Deep dive into Astro Content Collections — a type-safe way to manage your Markdown and MDX content with frontmatter validation and schema support.

Managing content in a static site can quickly become unwieldy as your project grows. Markdown files accumulate, frontmatter schemas drift out of sync, and referencing one piece of content from another becomes error-prone. Astro Content Collections solve all of these problems by providing a structured, type-safe system for organizing and validating your content. This guide takes a deep dive into how they work and how to get the most out of them in your Astro 6 projects.
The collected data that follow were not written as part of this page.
PR #4, opened 2021-03-02
Added JeOS Leap15 keg image definition

schaefi:
For demo and documentation purposes as well as to provide users
an easy start with Keg, I have added a Leap15 based image definition
which can also be build outside of obs and without access to SLES
repos

### DIFF
--- a/images/leap/jeos/15.2/image.yaml
+++ b/images/leap/jeos/15.2/image.yaml
@@ -1,0 +1,9 @@
+include-paths:
+  - base/jeos/leap15
+image:
+  name: Leap15.2-JeOS
+  specification: "Leap 15.2 guest image"
+  version: 1.15.2
+repositories:
+  -
+    path: obs://openSUSE:Leap:15.2/standard
--- a/images/leap/jeos/profiles.yaml
+++ b/images/leap/jeos/profiles.yaml
@@ -1,0 +1,5 @@
+profiles:
+  default:
+    description: Default Profile
+    include:
+      - csp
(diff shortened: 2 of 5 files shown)


schaefi:
Tested with

```
keg -r ~ms/Project/keg-recipes/ -d /tmp/mytest-desc/ leap/jeos/15.2 --force
sudo kiwi-ng --debug system build --description /tmp/mytest-desc/ --target-dir /tmp/mytest
```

What Are Content Collections?

Content Collections are Astro's built-in system for organizing, validating, and querying your Markdown, MDX, and other content files. Instead of loosely placing content files in directories and manually importing them, Content Collections give you a formal schema, type checking, and a powerful query API. Think of them as a lightweight database for your content, where every entry is validated against a schema you define, and TypeScript ensures you never access a property that does not exist.

Setting Up Collections

Content Collections are defined in the src/content/ directory. Each collection gets its own subdirectory, and a config.ts file defines the schemas for all collections. Astro uses Zod for schema validation, which means you get runtime validation and TypeScript type inference from a single source of truth. When you build your site, Astro validates every content file against its schema and reports clear errors if any frontmatter is missing or incorrectly typed.

Defining a Schema

Using Zod, you define exactly what fields each content entry must have, their types, and any default values. For example, a blog post collection might require a title (string), a date (date), and an optional description (string). You can also define enum fields for categories, arrays for tags, and even nested objects for complex metadata. The schema is enforced at build time, so invalid content never makes it to production.

Querying Collections

Once your content is organized into collections, you can query it using the getCollection() function. This function returns all entries in a collection, each with validated frontmatter and a rendered HTML body. You can filter entries by frontmatter values, sort them by date or any other field, and render them in your page templates. Because the results are fully typed, your IDE provides autocompletion for every frontmatter field.

Filtering and Sorting

The getCollection() function accepts an optional filter function that lets you select entries based on any criteria. For example, you can filter blog posts by tag, select only published entries, or find content within a date range. Combined with JavaScript array methods like sort() and slice(), you can create complex content queries that would be difficult to achieve with a simple file-based approach.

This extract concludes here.